NIPS Conference 2017 showcases work from DAC Ph.D. students
A group of Ph.D. students from the Discovery Analytics Center headed with their faculty advisors to Long Beach, California, last week to present papers and posters at the 2017 Conference on Neural Information Processing Systems (NIPS). One of the workshop papers was distinguished with a Best Paper Award and two of the students received NIPS Travel Awards.
2017 marks the 31st year for the international multi-track machine learning and computational neuroscience conference includes invited talks, demonstrations, symposia, and oral and poster presentations of refereed papers, and workshops.
The Women in Machine Learning Workshop was held in conjunction with this year’s NIPS conference and DAC students presented during that event as well.
At the main conference, Sirui Yao presented “Beyond Parity: Fairness Objectives for Collaborative Filtering” (Yao and Bert Huang, assistant professor of computer science).
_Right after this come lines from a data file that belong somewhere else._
PR #7086, opened 2026-03-03
[SOGo] Build SOGo from source with security patches

FreddleSpl0it:
## Contribution Guidelines

### Short Description

This PR modifies the SOGo Docker image to build from source instead of using pre-compiled packages from Alinto's repository. The primary motivation is that Alinto does not include security patches in their official packages in a timely manner, leaving systems vulnerable to known security issues.

The implementation uses a source-based build with git cherry-pick support to apply critical security patches before official releases.

**Key changes:**
- Single-stage Dockerfile building
- Git cherry-pick mechanism for applying security patches to stable releases

**Benefits:**
- Apply security patches immediately without waiting for official packages
- Easy addition of future patches via `SOGO_SECURITY_PATCHES` ARG

###  Affected Containers

- sogo-mailcow

### What did you tested?

- Docker image builds successfully from source
- SOGo daemon starts and runs properly

### DIFF
--- a/data/Dockerfiles/sogo/Dockerfile
+++ b/data/Dockerfiles/sogo/Dockerfile
@@ -1,47 +1,128 @@
-FROM debian:bookworm-slim
+# SOGo built from source to enable security patch application
+# Repository: https://github.com/Alinto/sogo
+# Version: SOGo-5.12.4
+#
+# Applied security patches:
+# - 16ab99e7cf8db2c30b211f0d5e338d7f9e3a9efb: XSS vulnerability in theme parameter
+#
+# To add new patches, modify SOGO_SECURITY_PATCHES ARG below with space-separated commit hashes
+
+FROM debian:bookworm
 
 LABEL maintainer="The Infrastructure Company GmbH <info@servercow.de>"
 
 ARG DEBIAN_FRONTEND=noninteractive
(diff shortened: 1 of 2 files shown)


data/Dockerfiles/sogo/Dockerfile
```diff
@@ -1,47 +1,161 @@
...
-  supervisor \
-  syslog-ng \
-  syslog-ng-core \
-  syslog-ng-mod-redis \
-  dirmngr \
-  netcat-traditional \
-  psmisc \
-  wget \
-  patch \
+# Install dependencies, build SOPE and SOGo, then clean up (all in one layer to minimize image size)
```
Daniel15, line 23: The issue with doing it all in one layer is that your cache efficiency when rebuilding goes way down. You could use a multi-stage build to use multiple layers while building, without bloating the final image size with those layers. https://docs.docker.com/build/building/multi-stage/

FreddleSpl0it: then give it a try. I couldn't get Sogo to work in a multi-stage build because you have to copy so many library files and there's nothing documented.

Daniel15: Thanks for the reply! I'll give it a try if I get some free time.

An overview video for the paper can be viewed on YouTube.
DAC faculty Jia-Bin Huang, assistant professor of electrical and computer engineering collaborated on two papers which were also presented at the main NIPS conference: “Semi-Supervised Learning for Optical Flow with Generative Adversarial Networks” (with the University of California MERCED); and “MaskRNN: Instance Level Video Object Segmentation” (with the University of Illinois in Urbana-Champaign).
Yuliang Zou presented “Label-Efficient Learning of Transferable Representations across Domains and Tasks” (Zou collaborating with Stanford University and the University of California, Berkeley).
Both Yao and Zou received NIPS Travel Awards.
A Best Paper award went to “Co-trained Ensemble Models for Weakly Supervised Cyberbullying Detection” (Elaheh Raisi and Bert Huang), presented by Raisi during the conference workshop on Learning with Limited Labeled Data: Weak Supervision and Beyond.
“Detecting Adversarial Attacks on Neural Network Policies with Visual Foresight” (Jia-Bin Huang and Yen-Chen Lin, visiting student, collaborating with Nvidia Research and the National Tsing Hua University in Taiwan) was presented by Lin at the conference workshop on Machine Deception.
Raisi and Yao presented posters at the Women in Machine Learning Workshop. Raisi presented “A Weakly Supervised Deep Model for Cyberbullying Detection” (Elaheh Raisi, Bert Huang); and Yao presented “Fairness and Accuracy in Recommendation with Imbalanced Data Sparsity” (Sirui Yao, Bert Huang).